- [Exercise] Your answer must be a single number: how many lines in the records include the word "first".

==*==

PR #1873, opened 2018-11-22
OnDemand OS: propagate outdated batches

MBoldyrev:
### Description of the Change

This change makes an OnDemand Ordering Service (ODOS) send the batches it got for some rounds that are closed for incoming batches to the currently open rounds on corresponding peers.

### Benefits

Some proposals that otherwise would be lost now get used.

### Possible Drawbacks 

To be researched.


MBoldyrev:
The issue of this PR is supposed to be solved after the base branch is merged to dev.

PR #330, opened 2026-07-07
feat: support multi-note tremolos in mx::api

### LINKED ISSUE #329: feat: support multi-note tremolos in `mx::api`
## Summary

`mx::api` can represent single-note tremolos, but not measured multi-note tremolos. This prevents faithful authoring and round-tripping of a common MusicXML tremolo form.

## Details

MusicXML uses `<tremolo>` for both single-note and multi-note tremolos.

`mx::api` currently supports the single-note case, but it does not provide a way to represent the multi-note case written as paired tremolo ornaments on adjacent notes, e.g.:

```xml
<tremolo type="start">3</tremolo>
...
<tremolo type="stop">3</tremolo>
```
Because there is no public API representation for this notation shape, API clients cannot author it directly, and read/write round-trip cannot preserve it faithfully.

webern:
## Human Summary

I do not love this but I am going to merge it.

`MarkData` and `MarkType` interact in a terrible way. If your `MarkType` is something, like mordent, then `MarkData` might be used to carry some additional information relevant only to mordents. Rather than continue this practice I introduced a MarkDataChoice type for future additions to this pattern, the first of which is multi-note tremolos which, I guess, you can specify the number of tremolo marks for.

This is not a clear API and ultimately it stems from a lack of Rust enums, which are so so wonderful compared to C++. I guess the `std::variant` is C++'s answer to Rust enums, but it's ugly has exceptions and undefined behavior, so I'm hiding it behind these "choice" classes (this started with #321).

Ultimately, I hope this is clear enough for coding agents to understand and use correctly even if it is just, not a great interface.

## Summary

`mx::api` could represent single-note (glyph) tremolos but silently dropped the measured, two-note
form written as `<tremolo type="start">`/`<tremolo type="stop">` on adjacent notes. This adds it.

- `MarkType` gains `tremoloStart` and `tremoloStop`, marking the first and second note of a
  measured tremolo. The existing `tremoloSingleOne..Five` glyph marks are unchanged.
- `MarkData` gains a `choice` field (`MarkDataChoice`), a variant class (mirroring the
  `TimeChoice`/`ComplexTimeSignature` pattern) that carries payloads for mark types whose data
  doesn't fit the common fields. For `tremoloStart`/`tremoloStop` it holds `TremoloMarkData` with
  `tremoloMarks` (`std::optional<int>`), the slash count (0-8). The `tremoloSingle*` marks keep
  encoding their count in the enumerator itself, as before.
- MusicXML's `<tremolo>` has no `number` attribute (unlike slur/tie), so there is nothing to key a
  cross-note match on. Pairing the start on one note with the stop on a later note is left to the
  api consumer via document order, the same way `NoteData::isTieStart`/`isTieStop` already work.
- `OrnamentsFunctions.cpp` (read) and `NotationsWriter.cpp` (write) are updated symmetrically;
  `isMarkTremolo`/`isMarkOrnament` include the two new mark types. Unmeasured tremolos are still
  not representable and continue to be dropped as before.
- Per review, `MarkData.h` now documents which of its fields are common to all marks vs. specific
  to one mark type, and directs future mark-specific additions to a new `MarkDataChoice`
  alternative (`MarkDataChoice.h`) rather than a new ad hoc direct field.

## Testing

- [x] New tests in `NoteDataTest.cpp`: an in-memory round trip of two adjacent notes carrying
      `tremoloStart`/`tremoloStop` marks, and a read test against `data/synthetic/tremolo.3.0.xml`
- [x] `make test`: all pass (4821 assertions in 392 test cases, plus the three examples)
- [x] `make test-api-roundtrip`: 164 passed, 0 failed (of 164 pinned; no regressions)
- [x] `make discover-api-roundtrip`: no newly-attributable passes; the two corpus files with real
      start/stop tremolo content (`musuite/testTremolo.xml`, `lysuite/ly23e_Tuplets_Tremolo.xml`)
      still fail on unrelated pre-existing subset gaps (an `identification`/`rights` mismatch and a
      `time-modification` gap, respectively), so no `roundtrip-baseline.txt` entry was added

## References

- Closes #329

### DIFF
--- a/src/include/mx/api/MarkData.h
+++ b/src/include/mx/api/MarkData.h
@@ -7,6 +7,7 @@
 #include "mx/api/PositionData.h"
 #include "mx/api/PrintData.h"
 
+#include <optional>
 #include <string>
 
 namespace mx
@@ -87,6 +88,8 @@ enum class MarkType
     tremoloSingleThree, ///< A tremolo on a single note (a glyph, not a spanner) with 3 slashes
     tremoloSingleFour,  ///< A tremolo on a single note (a glyph, not a spanner) with 4 slashes
     tremoloSingleFive,  ///< A tremolo on a single note (a glyph, not a spanner) with 5 slashes
+    tremoloStart,       ///< The first note of a measured (two-note) tremolo; slash count is MarkData::tremoloMarks
+    tremoloStop,        ///< The second note of a measured (two-note) tremolo; slash count is MarkData::tremoloMarks
     otherOrnament,      ///< MusicXML's 'other-ornament' value
     unknownOrnament,    ///< Error state
 
@@ -252,6 +255,12 @@ struct MarkData
     Bool fingeringSubstitution;
     Bool fingeringAlternate;
 
+    // The tremolo mark count (MusicXML <tremolo> text value, 0-8 slashes). Only meaningful
+    // when markType is tremoloStart or tremoloStop; absent means "not specified" (the writer
+    // falls back to a default). The tremoloSingle* mark types encode their slash count in the
+    // enumerator itself and leave this absent.
+    std::optional<int> tremoloMarks;
+
     MarkData();
     MarkData(MarkType inMarkType);
     MarkData(Placement inPlacement, MarkType inMarkType);
@@ -271,6 +280,7 @@ MXAPI_EQUALS_MEMBER(mordentDeparture)
 MXAPI_EQUALS_MEMBER(hasMordentDeparture)
 MXAPI_EQUALS_MEMBER(fingeringSubstitution)
 MXAPI_EQUALS_MEMBER(fingeringAlternate)
+MXAPI_EQUALS_MEMBER(tremoloMarks)
 MXAPI_EQUALS_END;
 MXAPI_NOT_EQUALS_AND_VECTORS(MarkData);
 } // namespace api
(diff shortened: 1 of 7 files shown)


src/include/mx/api/MarkData.h
```diff
@@ -252,6 +255,12 @@ struct MarkData
     Bool fingeringSubstitution;
     Bool fingeringAlternate;
 
+    // The tremolo mark count (MusicXML <tremolo> text value, 0-8 slashes). Only meaningful
+    // when markType is tremoloStart or tremoloStop; absent means "not specified" (the writer
+    // falls back to a default). The tremoloSingle* mark types encode their slash count in the
+    // enumerator itself and leave this absent.
+    std::optional<int> tremoloMarks;
```
webern: The MarkData class is really quite a mess. It has fields that are only relevant when the mark is of the associated type that they are relevant to.

Here's what I think we should do. We should create a MarkDataChoice case similar to how we recently handled time signatures (follow that pattern of variant use without throwing or UB)

Any new items that need to go on MarkData but only apply to certain marks should go in the choice field. The choice field SHOULD align with the selected mark type but it is not enforced.

We document the fields of MarkData that are (more or less) common to all marks, and separate them from existing fields (with documentation) from fields that only apply to certain marks, and we document that new such cases should be added to the markdatachoice class instead of being added as direct fields.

==*==

- [Solution for this problem] 3